The Center currently offers support with:
Study Design and Power Analysis. Feasibility study and sample size based on the state of the art methodology such as multi-stage and adaptive designs. In addition, we design and perform randomization, sensitivity and simulation studies to evaluate study design properties, and sample sizes needed to achieve study objectives, endpoints and control selection.
Statistical Analysis. The data analysis plan is provided in the protocol (before data collection takes place) and followed. Assumptions underlying the methods are assessed and the most appropriate statistical method is used for analysis. Beyond major statistical software packages such as SAS, Splus, Stata, StatXact and East, more complex statistical and bioinformatics tool are developed for specific research project (in R or Matlab or SAS).
Interim Analyses and Data and Safety Monitoring for Clinical Trials. Analyses and adaptive designs (including Bayesian designs) consistent with statistical principles for multiple testing and interim analyses.

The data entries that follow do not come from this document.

PR #1772, opened 2024-09-24
Refactor Generator

### LINKED ISSUE #1774: Generalize & refactor project generator utility
### Issue To Be Solved

Currently the Generator used by supercommands init/generate is strongly coupled to individual template file types (i.e. there is. branching logic for scripts/transactions/contracts with a lot of duplicate logic).

The `TemplateItem` interface should be adjusted so that we can remove this branching logic and make the generator more extensible.  This helps unblock future needs (i.e. generate test files, other project files like README.md, etc.)

jribbink:
Closes #1774 

## Description

Most of the work is just reoganizing logic

 - Removed branching logic based on template type in `Generator.generate` function.  This logic was all moved to the TemplateType structs.  This helps us generalize a bit better without needing special handling for each new type (i.e. README.md, tests, and anything else in the future.
 - Added a "TestTemplate" for generating tests instead of embedding this logic inside of Contract templates

I feel like this could be potentially abstracted further by breaking the template files themselves out of the generator, but probably out of scope for this PR/unnecessary right now and I think what's been changed in this PR is already an improvement.

______

For contributor use:

### DIFF
--- a/internal/super/generator/generator.go
+++ b/internal/super/generator/generator.go
@@ -113,8 +113,7 @@ func (g *Generator) generate(item TemplateItem) error {
 
 	outputContent, err := g.processTemplate(templatePath, fileData)
 	if err != nil {
-		// TODO, better error based on template type
-		return fmt.Errorf("error generating template: %w", err)
+		return fmt.Errorf("error generating %s template: %w", item.GetType(), err)
 	}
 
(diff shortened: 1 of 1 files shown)


chasefleming:
@jribbink You tested this manually with `init`, `generate`, and with the custom directory flag in `generate`?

Biostatistics Training. Introductory seminars are provided on biostatistics tailored to clinical investigators and medical fellows. The goal is to enhance the understanding of biostatistical concepts and thus to improve clinical protocols.
Reports and Publications. Data analysis is typically summarized in a statistical report in a form appropriate for manuscripts.

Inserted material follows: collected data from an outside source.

PR #1424, opened 2024-02-21
Update flix networks

bthaile:
## Description

Update flixkit-go version to support passing in targeted networks that support Cadence v1.0
Fix bug with wrong address format for contract alias.
______

For contributor use:

- [x] Targeted PR against `master` branch
- [ ] Linked to Github issue with discussion and accepted design OR link to spec that describes this work
- [ ] Code follows the [standards mentioned here](https://github.com/onflow/flow-cli/blob/master/CONTRIBUTING.md#styleguides)
- [ ] Updated relevant documentation
- [x] Re-reviewed `Files changed` in the Github PR explorer
- [ ] Added appropriate labels

PR #1852, opened 2024-12-03
update to use latest version of flixkit-go, pass in core contracts as…

bthaile:
… dependencies

Closes #1424 

## Description

Update to use latest version of flixkit-go that does not have a dependency on flowkit.
Update to include core contracts allow with user defined contracts when generating a flix template.

______

For contributor use:


nvdtf (approved):

internal/super/flix.go
```diff
@@ -57,13 +60,15 @@ type flixResult struct {
...
-	Use:              "flix",
-	Short:            "execute, generate, package",
-	TraverseChildren: true,
-	GroupID:          "tools",
-}
+var (
+	flags   = flixFlags{}
+	FlixCmd = &cobra.Command{
+		Use:              "flix",
+		Short:            "execute, generate, package",
```
chasefleming, line 67: Should be a sentence description

chasefleming (changes requested):

internal/super/flix.go
```diff
@@ -283,6 +294,49 @@ func (fr *flixResult) Oneliner() string {
...
+	coreContracts := make(flixkit.ContractInfos)
+
+	excludeMainnet := slices.Contains(excludeNetworks, config.MainnetNetwork.Name)
+	excludeTestnet := slices.Contains(excludeNetworks, config.TestnetNetwork.Name)
+	excludeEmulator := slices.Contains(excludeNetworks, config.EmulatorNetwork.Name)
+
+	if !excludeMainnet {
+		// Add mainnet contracts
+		sc := systemcontracts.SystemContractsForChain(flowGo.Mainnet)
+		for _, c := range sc.All() {
```
chasefleming, line 307: This should be abstracted to avoid repetition

chasefleming (changes requested):

internal/super/flix.go
```diff
@@ -256,6 +261,13 @@ func generateFlixCmd(
 
 	ctx := context.Background()
 
+	// merge deployed contracts and core contracts
+	for name, addresses := range coreContracts {
+		if _, exists := depContracts[name]; !exists {
```
chasefleming, line 266: What if they are different contracts but the same name? This won't work. You could use the source string as identifiers. There is a function for that somewhere.

chasefleming (changes requested):

internal/super/flix.go
```diff
@@ -57,13 +60,15 @@ type flixResult struct {
...
-var flags = flixFlags{}
-var FlixCmd = &cobra.Command{
-	Use:              "flix",
-	Short:            "execute, generate, package",
-	TraverseChildren: true,
-	GroupID:          "tools",
-}
+var (
+	flags   = flixFlags{}
+	FlixCmd = &cobra.Command{
```
chasefleming, line 65: Can you add examples?

chasefleming (changes requested):

internal/super/flix.go
bthaile: How do string imports work for contracts that import multiple contracts with same name? Also can you point out an example of core contracts that have the same name?

bthaile: Or are you saying there would be an issue if the user has deployed a contract that uses the same name as a core contract? in that case if the user already has a contract name "FungibleToken" then that contract would be used instead of the core contract. Which I think is the correct behavior.

bthaile: Actually since FLIX only deals with transactions and scripts. Is it possible for them to use String imports and import a contract same name and different addresses?

chasefleming: > How do string imports work for contracts that import multiple contracts with same name? Also can you point out an example of core contracts that have the same name?

You can't import two contracts with the same name. They have to be named different in the `flow.json`. Since you're using the name to filter it's possible you could have a name in your `flow.json` matching the name from core contracts, which is why using an identifier like `testnet://0x123.Hi` might be a better ID to filter on. 

> Or are you saying there would be an issue if the user has deployed a contract that uses the same name as a core contract? in that case if the user already has a contract name "FungibleToken" then that contract would be used instead of the core contract. Which I think is the correct behavior.

There is no guarantee that because someone names it `FungibleToken` in their `flow.json` its actually the `FungibleToken` contract. 

Question: Do you even need to pull the core contracts, because wouldn't someone making a FLIX with imports have the core contract listed in their `flow.json`?

> Actually since FLIX only deals with transactions and scripts. Is it possible for them to use String imports and import a contract same name and different addresses?

Can't import two with the same name.

bthaile: ok, I think all is good then. I wanted to import core contracts to make it easier to generate flix. If there is an issue with multiple contracts with same name I'll look into using an identifier. I don't think the case will come up. I rather keep flix simple at this stage.

internal/super/flix.go
```diff
@@ -218,6 +225,10 @@ func generateFlixCmd(
 ) (result command.Result, err error) {
 	cadenceFile := args[0]
 	depContracts := getDeployedContracts(state)
```
chasefleming, line 227: I think you need to be pulling all contracts from state and not just deployed contracts. For example, you could be using a third party contract, have it in your `flow.json`, and not have it deployed. It would then miss grabbing it in this code.

chasefleming (changes requested):

internal/super/flix.go
chasefleming: We don't really have this pattern in the CLI where contracts are handled behind the scenes without any visibility to the developer. It seems like if you want to have the core contract handled for flix, it should also exist in your `flow.json`. What if on running flix it recognized missing core contracts and prompted if you want to add each to your project with a yes/no prompt then called Dependency Manager behind the scenes to automatically add them to a project that required them for flix?

internal/super/flix.go
bthaile: Good call. I added dependencies from flow.json using alias, that looks to be the format that contract dependencies puts in the flow.json. Updated the PR. thanks

internal/super/flix.go
```diff
@@ -328,17 +377,37 @@ func getDeployedContracts(state *flowkit.State) flixkit.ContractInfos {
...
 			}
+			if slices.Contains(excludeNetworks, network) {
+				continue
+			}
 			allContracts[name][network] = addr
 		}
 	}
 
+	// add contracts that have not been deployed
+	for _, c := range *state.Dependencies() {
```
chasefleming, line 388: This should be `.Contracts` not `.Dependencies`. `Contracts` should include `Dependencies`, but not vice versa.

chasefleming (changes requested):

internal/super/flix.go
chasefleming: An error instead of the interactive (although nice) would be simpler and could tell them to install missing dependencies with Dependency Manager so they are in the `flow.json`

internal/super/flix.go
bthaile: flow.json

```
         "contracts": {
		"HelloWorld": "./cadence/contracts/HelloWorld.cdc"
	},
	"dependencies": {
		"Burner": {
			"source": "mainnet://f233dcee88fe0abe.Burner",
			"hash": "71af18e227984cd434a3ad00bb2f3618b76482842bae920ee55662c37c8bf331",
			"aliases": {
				"emulator": "f8d6e0586b0a20c7",
				"mainnet": "f233dcee88fe0abe",
				"testnet": "9a0766d93b6608b7"
			}
		},
...
```

Does .Contracts have addresses? Is Dependencies property exist in both .Contracts and .Dependencies?

chasefleming: Dependencies are ingested and treated as contracts, so if you use `.Contracts` you get contracts and dependencies, but not the other way around.

bthaile:
closing, these changes get picked up on another PR

chasefleming (approved):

The center has collaborated extensively with UMB investigators. In Fiscal Year 2010, it has collaborated with over 144 UMB investigators from SOM, SOP, SOD and SON for 257 projects related to their study design and statistical analysis. It leads the biostatistics core for multiple multi-investigator grants. In addition, the center serves as the Statistical Coordination Center for the Randomized, Double-Blind, Placebo-Controlled Multicenter Trial of the Efficacy and Safety of Apricoxib in Combination with either Docetaxel or Pemetrexed in Non-Small Cell Lung Cancer Patients; and statistical analysis center for Predictive and Prognostic Biomarkers and Racial Survival Disparities in Patients Receiving Induction chemotherapy for Locally Advanced Squamous Carcinoma of the Head and Neck From Three Large Randomized Multi-Center Trials.